Le personnage que Hulot nommait Roger, regarda Hulot, lui prit la main, la lui serra.

— Nous sommes de trop vieux amis pour que je ne vous donne pas un avis. Si vous voulez rester, il faudrait vous faire votre lit de repos vous-même. Ainsi, dans votre position, au lieu de demander au maréchal la place de monsieur Coquet pour monsieur Marneffe, je le prierais d’user de son influence pour me réserver le Conseil d’État en service ordinaire, où je mourrais tranquille ; et, comme le castor, j’abandonnerais ma Direction générale aux chasseurs.

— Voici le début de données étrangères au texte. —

PR #694, opened 2025-11-30
[WIP] Enable inference on GPU for pyg ASE calculator

mjwen:
## Summary

Major changes:

- Allows inference to run on GPU for pyg ASE calculator. This can be done via the newly added `device` argument to the `PESCalculator`. 

## Todos

- Just did a quick fix to make it work for `PESCalculator`. Should update other calculators. 

## Questions 

- Potentials like `TensorNet` expect `state_attr` to be a torch.Tensor. But `Atoms2Graph` returns a `list | np.ndarray`. Currently, I've changed `Atoms2Graph` to return a `torch.Tensor`, but this might not be a good idea since `Atoms2Graph` can be used in other places. Alternatively, the type conversion can be done within the `PESCalculator.calculate` method. Any suggestions? 

## Checklist

- [ ] Google format doc strings added. Check with `ruff`.
- [ ] Type annotations included. Check with `mypy`.

```sh
pip install -U pre-commit
pre-commit install
```

### DIFF
--- a/src/matgl/ext/_ase_pyg.py
+++ b/src/matgl/ext/_ase_pyg.py
@@ -14,6 +14,7 @@ import ase.optimize as opt
 import numpy as np
 import pandas as pd
 import scipy.sparse as sp
+import torch
 from ase import Atoms, units
 from ase.calculators.calculator import Calculator, all_changes
 from ase.filters import Filter, FrechetCellFilter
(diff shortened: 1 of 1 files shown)


elemynt-ong:
Thanks. But as far as I know, there is no need to pass the device to the Potential class. E.g.,

```python
if torch.cuda.is_available():
    with torch.device('cuda'):
        <do something>
```

will automatically set the default device to CUDA everywhere in the code and allow you to run on GPUs.

mjwen:
Thanks!

My bad. I see it in the tutorial docs now. I should have read it more carefully :-)

PR #705, opened 2026-01-04
feat: enable returning intermediate crystal features in CHGNet and TensorNet

bowen-bd:
This PR adds support for returning intermediate layer features in CHGNet and TensorNet (both DGL and PyG), similar to the functionality already present in M3GNet.
This helps for consistent behaviour of different models and potentials.

All tests have passed locally across both DGL and PyG backends.


kenko911:
Thanks @bowen-bd!

PR #755, opened 2026-04-18
[WIP] Message aggregation direction issue that causes incorrect energies in layered structures

drakeyu:
## Summary

Major changes: Fixes a bug in the PyG `TensorNetInteraction` layer where messages are aggregated into the wrong set of nodes, causing incorrect energies for asymmetric/layered structures.

This is inconsistent with the DGL implementation, which correctly aggregates into `dst` nodes via `update_all(fn.copy_e, fn.sum)`, and inconsistent with `TensorEmbedding` (line 176) which already correctly uses `edge_index[1]`.

### Fix
Change line 116 in `_graph_convolution_pyg.py` from:
```python
Im, Am, Sm = self.aggregate(messages, edge_index[0], X.size(0))
```
to:
```python
Im, Am, Sm = self.aggregate(messages, edge_index[1], X.size(0))
```
## Todos

retrain the potential

## Checklist

- [ ] Google format doc strings added. Check with `ruff`.
- [ ] Type annotations included. Check with `mypy`.

```sh
pip install -U pre-commit
pre-commit install
```

### DIFF
--- a/pyproject.toml
+++ b/pyproject.toml
@@ -47,7 +47,7 @@ classifiers = [
 ]
 dependencies = [
     "ase",
-    "torch",  
+    "torch",
     "torchdata",
     "lightning<=2.6.1",
     "pydantic",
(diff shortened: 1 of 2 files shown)


shyuep:
You need to properly fix all the tests since those were based on the buggy implementation. Also, add a test to ensure that the bug does not recur.

shyuep:
I implemented the fix in the tnfix branch for now, unless we actually release the retrained models as well as the more permanent fix.

PR #768, opened 2026-05-04
M3gnet pyg

shyuep:
Port of PYG m3gnet and megnet.


esoteric-ephemera:
@shyuep is there no plan to maintain the older M3GNet / DGL-based models? Or port them to PYG?

shyuep:
@esoteric-ephemera What do you mean by older models? You mean the ones that were trained previously? Those contain the bug. That's why we deleted them - it is not good for anyone to use them. That's why it is better to cause failures for those pre-trained models than to let them fail silently. New M3GNet models, which are largely based on the same MatPES dataset, have already been released. See https://huggingface.co/materialyze/M3GNet-PES-MatPES-r2SCAN-2025.2

esoteric-ephemera:
Yes, the 2025.1 MatPES models, and others from previously published papers, like M3GNet trained on MPF or the M3GNet formation energy model used for DIRECT sampling

Since these have been around long enough and have been used, they likely need to be preserved somewhere (HF or GH). They can absolutely come with a warning that they are no longer supported

I also don't see a replacement for the EFORM M3GNet model, only a MEGNet one. Is that what you're recommending for DIRECT sampling now?

shyuep:
Yes, the MPF and formation energy models will be refitted. Probably not the 2025.1 models, since the 2025.2 models are basically the same thing?

esoteric-ephemera:
That's all fine, but shouldn't legacy published models (original M3GNet and its formation energy model) still be available on HF even just for reproducibility?

shyuep:
@esoteric-ephemera They are being refitted. Anyway, I uploaded them to HF so that people can have access to them if needed. I don't really see a huge value in keeping older models that are incorrect.

esoteric-ephemera:
Thanks - it would be good to include the 2025.1 MatPES models as well. Once a method has been published and used to any extent, there should be a persistent copy of it somewhere.

Ex from DFT: [HSE03](https://doi.org/10.1063/1.1564060) was a publication error fixed 3 years later in an [erratum as what we now call HSE06](https://doi.org/10.1063/1.2204597). But since people had already used HSE03 "extensively", most DFT codes preserve both methods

— Comment, le maréchal oublierait…

— Mon vieux, le maréchal vous a si bien défendu en plein conseil des ministres, qu’on ne songe plus à vous dégommer ; mais il en a été question !… Ainsi ne donnez pas de prétextes… Je ne veux pas vous en dire davantage. En ce moment, vous pouvez faire vos conditions, être Conseiller-d’État et pair de France. Si vous attendez trop, si vous donnez prise sur vous, je ne réponds de rien… Dois-je voyager ?…

— Attendez, je verrai le maréchal, répondit Hulot, et j’enverrai mon frère sonder le terrain près du patron.

On peut comprendre en quelle humeur revint le baron chez madame Marneffe, il avait presque oublié qu’il était père, car Roger venait de faire acte de vraie et bonne camaraderie, en lui éclairant sa position. Néanmoins, telle était l’influence de Valérie, qu’au milieu du dîner, le baron se mit à l’unisson, et devint d’autant plus gai qu’il avait plus de soucis à étouffer ; mais le malheureux ne se doutait pas que, dans cette soirée, il allait se trouver entre son bonheur et le danger signalé par le Directeur du Personnel, c’est-à-dire forcé d’opter entre madame Marneffe et sa position. Vers onze heures, au moment où la soirée atteignait à son apogée d’animation, car le salon était plein de monde, Valérie prit avec elle Hector dans un coin de son divan.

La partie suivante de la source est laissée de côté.